WE refer to the letter “More to focus on than policing women’s clothing” (The Star, Aug 8) from the Women’s Aid Organisation (WAO).
WAO seems to miss some rather important points. Firstly, a study by the Women’s Alliance for Family Institution and Quality Education (Wafiq) in collaboration with Centre for Human Rights Research and Advocacy (Centhra) and Universiti Sains Islam Malaysia has shown that as many as 5.7% female Muslim respondents reported that they were not allowed to wear hijab (headscarves) and out of this, 60.9% were from the private sector.
There is a substantial number of women in the workforce in Malaysia who are very distressed that they are not able to choose what they want to wear. They are denied this right by their employers for no apparent reason. So who is actually “obsessing to control what women wear”?
From where we are standing, it is these recalcitrant employers who are dictating what women should wear.
Is the WAO not able to appreciate the irony of what they are saying?
Which do they think is more empowering to women: being free to cover up so they feel comfortable and safer from sexual harassment, or being told to wear clothes which make them nicer for men to look at?
Are WAO invalidating the feelings and rights of these women, a group whom they are supposed to stand up for?
Secondly, the discourse in Parliament recently was not about telling women to cover up. It was about allowing women who wish to cover up to do so without any discrimination.
We would like to applaud the move by Minister in the Prime Minister’s Department Datuk Mujahid Yusof Rawa to formulate guidelines on allowing Shariah-compliant clothing at work for the private sector.
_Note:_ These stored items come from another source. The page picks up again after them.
PR #130, opened 2020-12-09
Fixes to pigro and puffin internet 

Itai-Nelken:
### problem:
puffin wasn't uninstalling, issue: the package name was `puffin-internet-terminal-demo` and not `puffin-internet-terminal` and even though that seems to be taken into account in the uninstall script, it didn't work. 
### fix: 
splitting the `apt purge` command to 2 commands one after the other.

### problem:
pigro installer not making all scripts executable.
### fix:
adding the needed lines to install script.
### problem:
the uninstaller script trying to remove menu shortcut from `/usr/share/applications` instead of `~/.local/share/applications`.
### fix:
change line in uninstall script.

### DIFF
--- a/apps/PiGro/uninstall
+++ b/apps/PiGro/uninstall
@@ -8,7 +8,7 @@ function error {
 }
 
 #if your app installs any packages, keep this command here so those packages will be removed.
-"${DIRECTORY}/purge-installed"neofetch"$(dirname "$0")" || exit 1
+"${DIRECTORY}/purge-installed" "neofetch" "$(dirname "$0")" || exit 1
 
 rm -rf ~/PiGro-Aid-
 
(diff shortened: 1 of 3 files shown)


apps/PiGro/uninstall
```diff
@@ -8,8 +8,9 @@ function error {
 }
 
 #if your app installs any packages, keep this command here so those packages will be removed.
-"${DIRECTORY}/purge-installed" "$(dirname "$0")" || exit 1
+"${DIRECTORY}/purge-installed" "neofetch" "$(dirname "$0")" || exit 1
```
Botspot, line 11: purge-installed does not work like this.

Botspot:
Okay I think everything is good now. Thanks, @Itai-Nelken!

apps/PiGro/uninstall
Itai-Nelken: oops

The fact that this negotiation has entered the final phase with the Labour Department under the Human Resources Ministry is a great relief.
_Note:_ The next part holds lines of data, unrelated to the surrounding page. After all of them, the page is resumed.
PR #132, opened 2020-12-11
Retropie desktop app

mobilegmYT:
@Botspot

### DIFF
--- a/apps/Retropie/install
+++ b/apps/Retropie/install
@@ -20,3 +20,15 @@ sudo ./retropie_setup.sh
 
 #Delete setup script
 sudo rm -r ~/RetroPie-Setup
+
+#Desktop shortcut
+echo '[Desktop Entry]
+Type=Application
+Name=RetroPie
+GenericName=RetroPie
+Comment=EmulationStation
+Icon=/home/pi/.icons/retropie.png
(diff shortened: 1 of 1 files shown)


fabianmendes (changes requested):
I think this is not correct, or it actually is?

apps/Retropie/install
```diff
@@ -20,3 +20,15 @@ sudo ./retropie_setup.sh
...
+echo '[Desktop Entry]
+Type=Application
+Name=RetroPie
+GenericName=RetroPie
+Comment=EmulationStation
+Icon=/home/pi/.icons/retropie.png
+Exec=sh -c "sudo chvt 1 && sudo ttyecho -n /dev/tty1 'emulationstation; sudo chvt 7'"
+Categories=Emulator;Game;
+Keywords=Emulator
+Terminal=true' > ~/.local/share/applications/retropie.desktop
```
fabianmendes, line 34: =false

Botspot:
> I think this is not correct, or it actually is?

It's not correct. You're right.

mobilegmYT:
🤷‍♂️ I found this from TwisterOS, so it should work on rpi os. Might be wrong though.

Botspot:
The syntax used for echoing was not correct. In any case, this PR is being closed because somebody will get 5 dollars for improving the RetroPie app.

PR #138, opened 2020-12-16
Retro2png

mobilegmYT:


Botspot:
I thought we discussed this in the discord server.

We don't need two apps that do the same thing. We don't want to change the name from "raspi2png" to something even more obscure.

mobilegmYT:
Whoops lol forgot about it.

PR #142, opened 2020-12-18
Update MC Bedrock install with latest one

mobilegmYT:


Botspot:
Can you assure me you've tested this?

mobilegmYT:
uh....... I'll be back. I got these from phoenix so I assume this should work.

mobilegmYT:
Yep, it's the same version as the latest update and works nicely.

Botspot:
Okay then. Thanks.

PR #155, opened 2020-12-24
Add Minecraft Bedrock 64 bit install script

CactiChameleon9:
I haven't tested this yet (I haven't got piOS installed on a 64bit pi) but it should work fine - I based it a lot off the 32bit one:
- Added the architecture
- Changed the dependencies to the ones mentioned [here](https://github.com/ChristopherHX/linux-packaging-scripts/releases)
- Changed the download url

I was concerned about my use of `sudo` for adding the armhf architecture, but it seems that there is no "best practice"  implemented here yet and the 32 bit script already uses it to move the app image to `/usr/bin`


Botspot:
Let's give it a try. ;)

PR #160, opened 2020-12-25
box86 improvement/bug fix

Itai-Nelken:
every time I tried to install box86 (on a new RPiOS 32bit install), it got stuck.
the error was a typo: `make -j24` instead of `make -j4`.


Botspot:
I think I remember the `-j24` (24 compiling threads) was slightly faster than `-j4` on a fresh install.

Actually, thanks for drawing my attention to Box86 - I've been meaning to switch to [box86-updater](https://github.com/Botspot/box86-updater). This method uses pre-compiled binaries - taking seconds to install than hours.

Botspot:
Box86 has been updated to use my box86-updater repository.

PR #166, opened 2020-12-27
Update install-64

fabianmendes:
[official version update] Otherwise, the comment line error was fixed; I hadn't delete nor modified "2018" on this 64bit installation script (the 2018 version is only for 32bit).


Botspot:
Awesome.

PR #179, opened 2020-12-29
Deleted install file in Doom 3 app

techcoder20:
Deleted install file because there are two install files and only one of them works because the deleted install file only runs the install script from the RPIDoom3Installer github repository and thats not enough as we need to clone the repository which has the deb files required during installation. The install-32 file works perfectly as it clones the repo.


Botspot:
Thanks for spotting that.

PR #2275, opened 2026-07-25
jwe: serialize the JSON "aad" member as BASE64URL(JWE AAD)

sueun-dev:
`Message.MarshalJSON` writes the JSON `"aad"` member as `base64std(protected_header + "." + BASE64URL(aad))` instead of `BASE64URL(JWE AAD)`. RFC 7516 §7.2.1 defines the member as the external Additional Authenticated Data on its own, base64url-encoded; the protected-header concatenation belongs only to the AEAD input (§5.1/§5.2 step 14), which the encrypt and decrypt paths already build separately with `concatAAD`.

Two things are wrong in the emitted member:

- the protected-header segment and `.` are prepended, and
- `aad` is passed to `marshalField` as a `[]byte`, so `json.Marshal` base64-encodes it a second time, in the padded std alphabet — sibling members `ciphertext`/`iv`/`tag` pass a string from `base64.EncodeToString`, so only `aad` is affected.

A JWE JSON message that carries an external `aad` (as produced by any RFC-compliant library) therefore does not survive `jwe.Parse` -> `json.Marshal` -> `jwe.Parse`: the aad decodes to the wrong value with no error, because the lenient decoder accepts the mangled string. `jwe.Encrypt` has no aad option, so the trigger is the parse-then-reserialize / forward path, not encrypt.

This is the semantic sibling of the `MarshalJSON` aad block touched in #1794 — that change fixed slice aliasing in the same spot but left the value itself wrong.

What changed:

- `Message.MarshalJSON` encodes `aad` as a base64url string, like the other members, with no protected-header prefix.
- added `TestJWEJSONAADRoundTrip`, pinning the RFC 7516 §7.2.1 member value and the `Parse` -> `Marshal` -> `Parse` round trip.

Checked (`GOEXPERIMENT=jsonv2`, go 1.26.4):

- `go test ./jwe/...` — pass; `TestJWEJSONAADRoundTrip` fails before the change (`aad` member is `ZXlKbGJt...==`), passes after.
- `go test ./...` — pass.
- `go vet ./jwe/`, `gofmt -l` — clean.

### DIFF
--- a/jwe/message.go
+++ b/jwe/message.go
@@ -247,12 +247,14 @@ func (m *Message) MarshalJSON() ([]byte, error) {
 	}
 
 	if aad := m.AuthenticatedData(); len(aad) > 0 {
-		aad = base64.Encode(aad)
-		if encodedProtectedHeaders != nil {
-			aad = concatAAD(encodedProtectedHeaders, aad)
-		}
-
-		v, err := marshalField(aad)
+		// RFC 7516 §7.2.1: the "aad" member is BASE64URL(JWE AAD) — the
+		// external Additional Authenticated Data on its own. The protected
+		// header is prepended to the AAD only when building the AEAD input
+		// (concatAAD, in the encrypt/decrypt paths), never in the serialized
+		// member. Encode to a base64url string like the ciphertext/iv/tag
+		// members above so marshalField does not base64-encode the raw bytes
+		// a second time (which also used the padded std alphabet).
+		v, err := marshalField(base64.EncodeToString(aad))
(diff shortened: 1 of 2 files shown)


lestrrat:
Thanks for the fix, but let me think about it, as I'm sure this an area I haven't given much thought on. I may want to bundle a few more fixes

For the record, #1794 may have introduced the double encoding, but this has been a long-standing bug, as it was introduced in #212, 6 yrs ago. Goes to show not too many people use JSON serialization :D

This is after an amendment to the Employment Act 1955 proposed by the previous government to address discrimination in the workplace failed to be tabled in Parliament in April this year.
However, we regret that certain parties are still making this into an issue of moral policing of women, when Mujahid was working for a dress code available as options for Muslim women.
This is an important issue and not irrelevant as it has been shown that in the private sector, namely in the airline and hotel industries, women have been denied their rights to wear hijab in accordance with religious requirements.
If hotels abroad have no problem in hiring women with hijab, it’s unfathomable that here in Malaysia we still have certain hotels banning hijab from the workplace.
Similarly, the fact that flight attendants with hijab have been serving pilgrims during the Haj season to Mecca is evidence that wearing the hijab does not affect efficiency or safety in any way.
The code proposed by Mujahid is meant to allow women to wear Shariah-compliant clothing without discrimination and not the other way around.
It is sheer hypocrisy for women’s groups to oppose the plan initiated by Mujahid when they have claimed to be champions of women’s rights, but yet invalidate the rights of women who choose to dress in a way that these groups, for whatever reason, do not agree with.
These double standards and systematic discrimination of Muslim women in private companies has to stop.